Le gluten est une des protéines contenues dans le blé. Son intolérance, prouvée scientifiquement, est appelée « maladie coéliaque » et détruit progressivement la paroi de l’intestin grêle. Cependant, il existe également une forme d’hypersensibilité au gluten, c’est-à-dire que l’on observe une amélioration de l’état de santé des individus qui stoppent ou réduisent la consommation de cette protéine, sans pour autant que ceux-ci ne soient atteints de la maladie coéliaque. Aucune preuve absolue n’a aujourd’hui été apportée à cette thèse, ce qui n’empêche pas 5 à 10% des Français de s’auto-déclarer hypersensibles.
Il y a quelques années encore, les partisans du sans-gluten étaient assez marginaux, et pourtant, à voir la multiplication des enseignes de restauration et les marques qui se targuent de proposer des produits « gluten-free », un constat s’impose : le sans gluten est devenu un argument de vente solide et aguicheur, au même titre que le bio ou le local. Bien qu’aucune étude n’ait pu démontrer de façon indubitable que réduire ou stopper notre consommation de gluten ait une incidence positive sur notre santé, il faut bien l’avouer : le sans gluten, niveau marketing, a fait ses preuves. Le nombre d’intolérants au gluten est estimé à 1% de la population Européenne et Nord-Américaine et le marché génère plus de 2 milliards de dollars par an aux Etats-Unis. Autrement dit, c’est un marché bien foisonnant pour si peu de véritables intolérants au gluten …

 
Le gluten: partout sauf dans nos assiettes
Pourtant, malgré le flou scientifique qui plane sur la question du gluten, on retrouve le label « sans gluten » dans de plus en plus d’endroits, toujours plus insolites. Qu’il s’agisse de marques célèbres comme Cheerios, qui a lancé une gamme de céréales gluten-free, ou de toutes jeunes marques spécialisées dans le sans-gluten.
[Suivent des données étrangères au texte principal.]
PR #1834, opened 2019-01-18
prevent deadlock in replication logic on reopening a store

### LINKED ISSUE #1833: sporadic deadlocks observed in testing on CI

### What's going wrong?

Deadlock

### What was expected?

Less deadlock

Run tests often. It looks like the failure is in the translate tests for ReassignPrimaryStore.

Various Linuxes, CI, etc.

C’est évidemment le secteur alimentaire et les cosmétiques qui sont les plus touchés par cette tendance. Plus surprenant, on la retrouve également sur des sites de rencontre comme Glut’aime, ou encore dans the Gluten Free Campaign, un projet dont le but est de réunir assez d’argent pour pouvoir acheter une île paradisiaque (oui, oui) où le gluten n’aura pas sa place.

 
Less is more…
Pour expliquer ce succès, il faut le lier à une tendance plus générale qui est celle du « sans » : la chimiste Ni’Kita Wilson explique au magazine Pure Trend : « Nous sommes dans une ère du marketing « sans » : sans parabens, sans parfum, sans huile, et maintenant, le petit dernier de la famille, le sans gluten ». Il semble que nos produits du quotidien ne peuvent devenir sains que par un retour aux sources. Il faut donc qu’ils se débarrassent de tous ces additifs qui ont été intégrés dans l’imaginaire collectif comme néfastes. Les marques ont bien compris qu’une grande partie des consommateurs (et généralement celle qui dispose d’un plus grand pouvoir d’achat) choisit ses produits en fonction de cette nouvelle variable. La santé et le bien-être sont les nouveaux critères de sélection de notre société d’abondance occidentale.
Comment le gluten-free vous envahit
Comment toute cette histoire a-t-elle commencé ? C’est en 2011 que le docteur Peter Gibson publie une étude, affirmant l’existence d’une forme d’hypersensibilité au gluten, créant maux de ventre et autres migraines. A partir de ce moment, c’est l’engouement et on voit se multiplier les formes de régime qui excluent la méchante protéine, notamment chez les people … Gwyneth Paltrow, guru du « healthy lifestyle » n’hésite pas à partager sur les réseaux sociaux ses nouveaux choix de vie (elle crée d’ailleurs la polémique en affirmant avoir supprimé les pâtes et le pain de l’alimentation de ses enfants). Elle finit même par publier un livre de recettes sans gluten, permettant aux intolérants et hypersensibles de se régaler en prenant soin de leur santé. Et c’est surtout ce type de personnalités, avec une forte présence médiatique, qui a pu donner de l’importance à ce mouvement. Novak Djokovic (qui a d’ailleurs sorti un livre sur son régime sans gluten), Oprah Winfrey, Lady Gaga ou encore Victoria Beckham sont tous adeptes de cette tendance et n’hésitent pas à le partager … A chacun la figure people qui le convaincra peut-être de franchir le cap de l’alimentation gluten-free.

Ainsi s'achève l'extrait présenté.